Key features of revised policy
As the revised outsourcing policy applies to all locally incorporated banks whose NZ liabilities, net of amounts due to related parties, exceed $10 billion, it also applies to Kiwibank, albeit it's not required to separate any functions from an offshore parent. And all locally incorporated banks are required to have business continuity plans to ensure they can keep offering their services to NZ customers if something goes wrong with one of the entities they outsource to.
.Key features of the revised outsourcing policy include:
- a formal definition of outsourcing;
- a formal engagement process with the RBNZ on new proposed outsourcing arrangements with related parties;
- robust-back up arrangements for key functions outsourced to a parent or other related party;
- strengthened contractual provisions for outsourcing arrangements;
- foreign-owned locally incorporated banks to produce separation plans;
- clarity on the level of service a bank must be able to continue providing in the event of a failure and possible separation from its parent.
Speaking in 2017 Spencer said the outsourcing policy enhances the viability of OBR as a way to resolve a bank failure, therefore reducing the risk of public funds being required to bailout a failed bank.
"The policy ensures that a failed bank will be able to continue to provide liquidity and a basic level of banking services to customers. This means that wider systemic effects from a bank failure can be kept to a minimum," Spencer said.
He also noted that "every effort" had been made to keep compliance costs as low as possible without compromising the outsourcing policy’s key objectives.

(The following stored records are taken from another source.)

PR #9500, opened 2026-09-16
Defer directly changed reform tests out of Quick Feedback

MaxGhenis:
## Problem

Quick Feedback defers the `policyengine_us/tests/policy/reform` directory to the per-file Reform job, because each reform YAML force-applies a reform and deep-copies the full parameter tree (5.5 to 8 GB per file, per the Makefile note). But a directly changed reform test file is not covered by that rule: `limit_test_paths` only subtracts exact directory matches, and the direct-file fallback keeps every changed test file. #9497 added four reform YAML tests; its Quick Feedback job ran the first one under coverage and the runner received a shutdown signal (run 35042783076, twice), while the per-file Reform job passed all four.

## Change

- Files under `policyengine_us/tests/policy/reform/` are deferred like the directory, in both the mapped targets and the direct-file fallback, with a log line saying so.
- Unit test: a changed reform module plus a changed reform YAML yields only the module's contrib directory, never the reform file.

## Verification

- `pytest policyengine_us/tests/core/test_run_selective_tests.py`: 13 passed.
- `ruff format --check` and `ruff check` on both files: clean.


MaxGhenis:
Closing in favor of #9501. The failed Quick Feedback job on #9497 (job 104653005722) died inside the `policy/contrib/congress/tlaib` directory target, before any of the directly changed reform file targets started, so deferring the reform files was the wrong lever. #9501 defers the congress contrib directories and keeps file targets running.

PR #9503, opened 2026-09-16
Count all child care subsidies in household benefits

### LINKED ISSUE #9405: household_state_benefits omits 28 of 51 implemented state child care subsidy variables (child care assistance never reaches net income in those states)
## Summary

`gov.hhs.ccdf.child_care_subsidy_programs` lists 51 state/DC child care subsidy variables, but `gov.household.household_state_benefits` (the list that `household_state_benefits` → `household_benefits` → `household_net_income` sum) includes only 23 of them in every period block, including 2026. In the other 28 states an implemented child care subsidy never reaches household benefits or net income, so the household app, the marriage calculator, and any microsimulation that reads `household_net_income` show zero child care assistance there.

Follow-up to #9234 (closed) and #9236, which added NC, DC and NY. Verified on `main` at 1ca1d4ee (2026-09-07) by parsing both YAML files.

## Present in `household_state_benefits` (23)

al ar az ca co dc de ga id in md mo mt nc ne nv ny oh ok sc va wa wv

## Implemented but missing from `household_state_benefits` (28)

ak ct fl hi ia il ks ky la ma me mi mn ms nd nh nj nm or pa ri sd tn tx ut vt wi wy

## Per-period counts in `household_state_benefits.yaml`

| Block | entries | `*_child_care_subsidies` |
|---|---|---|
| 2023-01-01 | 54 | 16 |
| 2024-01-01 | 60 | 22 |
| 2025-01-01 | 61 | 23 |
| 2026-01-01 | 62 | 23 |

## Suggested fix

Either add the 28 variables to every applicable block of `household_state_benefits.yaml`, or replace the per-state entries with the single aggregate `child_care_subsidies` (which already `adds` `gov.hhs.ccdf.child_care_subsidy_programs`) and remove the 23 per-state entries to avoid double counting. The second option keeps the two lists from drifting again; a test that asserts every `child_care_subsidy_programs` entry is reachable from `household_benefits` would lock it in.

Context: needed for a PolicyEngine analysis of the HHS "parent-based child care" draft rule (Sept 2026), where CCDF amounts must flow into net income consistently across all states.

RajveerKapoor:
Fixes #9405.

## Problem
household_state_benefits listed only 23 of the 51 state child care subsidy variables in the CCDF aggregate. Implemented subsidies in the other states therefore never reached household benefits or household net income.

## Fix
Replace the per-state child care entries in household_state_benefits with the existing child_care_subsidies aggregate in every period. This makes the CCDF list the single source of truth and removes the existing direct entries to prevent double counting.

## Tests
- Added an Alaska regression showing a previously omitted subsidy reaches household state benefits.
- Added a North Carolina regression showing a previously direct-listed subsidy is counted exactly once.
- Verified all 51 programs in the 2025 CCDF list reach child_care_subsidies and household_state_benefits exactly once.


mikewolfd:
Independent confirmation of the problem this fixes, and one observation about its size.

We (HotGap, a benefits-cliff calculator on PolicyEngine) hit #9405 from the outside on 2026-09-15 against the hosted API (policyengine-us 1.764.6). The omission is worse than a missing line item: because `childcare_expenses` is defined net of `child_care_subsidies`, an omitted state's household looks **poorer** for having the subsidy — SNAP's dependent-care deduction shrinks, and the subsidy that ate it never arrives in `household_net_income`.

Connecticut, single parent, one 3-year-old, $9,600/yr of care, $25,000 of pay, `meets_ccdf_activity_test: true`:

| | `ct_child_care_subsidies` modeled | forced to 0 |
|---|---|---|
| `child_care_subsidies` | 8,850 | 0 |
| `household_state_benefits` | **0** | 0 |
| `snap` | 2,577 | 6,559 |
| `household_net_income` | **34,121** | **38,102** |

Colorado (in the list) is the control: the same household at $25,000 shows `household_state_benefits` 8,913 = the subsidy to the dollar, and net income moves by the subsidy when `co_child_care_subsidies` is forced to 0 (45,226 → 39,944).

On the diff itself: I pulled the branch and checked the parameter — the aggregate is in all four periods (2023–2026) and none of the 84 per-state entries survive, so the double-count the PR description guards against can't happen. Swapping to `child_care_subsidies` also matches what `childcare_expenses` already subtracts, so the two sides of the household stay on one variable.

Downstream note for anyone else adding the subsidy back in the omitted states: this PR moves it inside `household_net_income` everywhere, so that workaround has to stand down on the release that carries it.

MaxGhenis (commented):
Thanks for picking up #9405, and sorry this sat for four days without a review.

Replacing the hand-listed state entries with `child_care_subsidies` is the right fix. There are 51 `*_child_care_subsidies` variables and `gov.hhs.ccdf.child_care_subsidy_programs` lists all 51 for 2025, so the aggregate cannot drift the way the hand list did.

One thing blocks merge. `Full Suite - Rest` fails in `test_aggregate_list_integrity.py::test_members_are_state_gated`:

```
gov/household/household_state_benefits.yaml members without a StateCode gate in their defined_for chain (dc_ctc-style leak risk): ['child_care_subsidies']
```

That guard is recent (#9497) and only walks `defined_for`, so it cannot see that every member of the aggregate's `adds` list is state-gated. The problem is the guard, not your change. Either teach it to accept a member with no `defined_for` when everything in its `adds` list is itself state-gated, or add an explicit exemption for `child_care_subsidies` with a comment saying why. The first is better because the next national aggregate will hit the same wall.

Three things to know about, none blocking:

- **Vermont.** `vt_ccfap` pays the state rate whatever the provider charges, which is Vermont's rule since December 2023, so it can exceed the family's child care cost. With this PR that amount reaches `household_net_income` for the first time. A Vermont case that pins it would make the number a decision instead of a surprise.
- **SPM side.** `spm_unit_benefits` still lists only `co_ccap_subsidy`, `wa_child_care_subsidies` and `wv_child_care_subsidies`, so household and SPM net income will disagree on child care in most states. Fine as a follow-up, but worth a line in the PR body.
- **Tests.** The two new cases set the state variable as an input, so they check list membership only. One case that computes a real subsidy in a newly connected state would be stronger.

After the guard fix, please merge main so CI runs on a current base.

The RBNZ estimated the cost to the banks of implementing the revised outsourcing policy would be a gross $550 million, equivalent to 2.8% of the banks’ cumulative after-tax profits over the five years to 2017. This, Spencer said, should be viewed in the context of helping to minimise the costs of a banking crisis. The RBNZ estimated the net benefit of the policy would be $2.2 billion.
Banks estimated the policy could cost them $870 million, and produce a net benefit of $1.9 billion.
The October 1 deadline for the revised outsourcing policy was pushed back 12 months in March 2020 at the onset of the Covid-19 pandemic.